Datasets format for time-series forecasting

Autopilot supports numeric, categorical, text, and datetime data types. The data type of the target column must be numeric.

Autopilot supports time-series data formatted as CSV (default) files or as Parquet files.

  • CSV (comma-separated-values) is a row-based file format that stores data in human readable plaintext which a popular choice for data exchange as they are supported by a wide range of applications.

  • Parquet is a column-based file format where the data is stored and processed more efficiently than row-based file formats. This makes them a better option for big data problems.
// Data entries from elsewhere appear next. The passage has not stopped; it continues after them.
PR #703, opened 2020-01-31
Ocd 3218 - Update transparency attestations to work in accordance to defined functionality

tmy1313:


src/app/components/developer/developer.component.js
```diff
@@ -91,18 +91,10 @@ export const DeveloperComponent = {
...
-            return isAcbAdmin;
-        }
-
-        isTransparencyAttestationRemoved () {
-            if (this.developer.transparencyAttestations || this.developer.transparencyAttestations.length === 0) {
-                return this.isEffectiveRuleDateOn();
+                return this.hasAnyRole(['ROLE_ADMIN', 'ROLE_ONC']);
             } else {
-                return this.developer.transparencyAttestations.reduce((acc, cur) => (cur.attestation ? cur.attestation.removed : false) || acc, false);
+                return this.isEffectiveRuleDateOn();
```
andlar: If both ERD and ERD+1week are off, are TAs editable?

src/app/components/developer/developer.html
```diff
@@ -23,21 +23,11 @@ <h3>Address</h3>
             <chpl-address address="$ctrl.developer.address"></chpl-address>
           </div>
           <div class="col-sm-4">
-            <div class="product-element" id="developer-transparency-attestation" ng-if="!$ctrl.isTransparencyAttestationRemoved()">
+            <div class="product-element" id="developer-transparency-attestation" feature-flag="effective-rule-date" feature-flag-hide>
               <h3>Transparency Attestations</h3>
               <p ng-repeat="att in $ctrl.developer.transparencyAttestations | orderBy : 'acbName'" ng-if="att.attestation">
                 <strong>{{ att.acbName }}:</strong> {{ att.attestation.transparencyAttestation }}</p>
             </div>
-            <div class="product-element removed" id="developer-transparency-attestation" ng-if="$ctrl.isTransparencyAttestationRemoved()">
```
andlar: There were some classes in the `src/app/index.scss` file that were added specifically to handle this "removed" class. I don't know if they're still needed, but if they aren't they should be removed

src/app/index.scss
```diff
@@ -599,10 +599,6 @@ option[disabled] {
     border-radius: 5px;
     background-image: linear-gradient(to bottom, #cccccc 0%, #ddd 51%, #cccccc 100%);
 
-    p {
```
andlar: The `.product-heading` class from a few lines down is also now dead code

src/app/components/developer/developer.component.js
```diff
@@ -91,18 +91,16 @@ export const DeveloperComponent = {
...
-            if (this.developer.transparencyAttestations || this.developer.transparencyAttestations.length === 0) {
-                return this.isEffectiveRuleDateOn();
+            if (this.hasAnyRole(['ROLE_ADMIN', 'ROLE_ONC'])) {
+                return true;
             } else {
-                return this.developer.transparencyAttestations.reduce((acc, cur) => (cur.attestation ? cur.attestation.removed : false) || acc, false);
+                if (this.isEffectiveRuleDateOn()) {
+                    return true;
+                } else if (this.isEffectiveRuleDatePlusOneWeekOn()) {
+                    return false;
```
andlar: We'll never get to this case. If the ERD+1Week is on, then the ERD flag would be on too, which would mean that line 98 would return `true` before ever getting to this check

For more information about the resource limits on time-series datasets for forecasting in Autopilot, see Amazon SageMaker Autopilot time-series forecasting resource limits.

Handle missing values

A common issue in time-series forecasting data is the presence of missing values. Your data might contain missing values for a number of reasons, including measurement failures, formatting problems, human errors, or a lack of information to record. For instance, if you are forecasting product demand for a retail store and an item is sold out or unavailable, there would be no sales data to record while that item is out of stock. If prevalent enough, missing values can significantly impact a model's accuracy.

Autopilot provides a number of filling methods to handle missing values, with distinct approaches for the target column and other additional columns. Filling is the process of adding standardized values to missing entries in your dataset.
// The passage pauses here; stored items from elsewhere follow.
PR #705, opened 2020-02-10
Ocd 3218 - Fix display of TAs on the listing management page

tmy1313:
OCD-3218

### DIFF
--- a/src/app/admin/components/certifiedProduct/management.html
+++ b/src/app/admin/components/certifiedProduct/management.html
@@ -3,8 +3,7 @@
     <div class="row admin-label-spaced lead text-center" ng-if="vm.workType==='merge'">
       <ul class="list-inline">
         <li><strong>What would you like to merge?</strong></li>
-        <li><label><input type="radio" name="merge-type" ng-model="vm.mergeType" value="developer"> Developers</label>
-        </li>
+        <li><label><input type="radio" name="merge-type" ng-model="vm.mergeType" value="developer"> Developers</label></li>
         <li><label><input type="radio" name="merge-type" ng-model="vm.mergeType" value="product"> Products</label></li>
         <li><label><input type="radio" name="merge-type" ng-model="vm.mergeType" value="version"> Versions</label></li>
       </ul>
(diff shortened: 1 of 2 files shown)


src/app/admin/components/certifiedProduct/management.html
```diff
@@ -34,7 +34,7 @@
 
     <div class="row" ng-if="vm.workType === 'manageSurveillance'">
       <div class="col-sm-12">
-        <chpl-surveillance-management allowed-acbs="vm.surveillanceAllowedAcbs" listings="vm.surveillanceListings"></chpl-surveillance-management>
+        <chpl-surveillance-management allowed-acbs="vm.allowedAcbs" listings="vm.surveillanceListings"></chpl-surveillance-management>
```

Refer to How to handle missing values in your input datasets to learn how to set the method for filling missing values in your time-series dataset.

Autopilot supports the following filling methods:

  • Front filling: Fills any missing values between the earliest recorded data point among all items and the starting point of each item (each item can start at a different time). This ensures that the data for each item is complete and spans from the earliest recorded data point to its respective starting point.

  • Middle filling: Fills any missing values between the start and end dates of the items in the dataset.

  • Back filling: Fills any missing values between the last data point of each item (each item can stop at a different time) and the last recorded data point among all items.

  • Future filling: Fills any missing values between the last recorded data point among all items and the end of the forecast horizon.

The following image provides a visual representation of the different filling methods.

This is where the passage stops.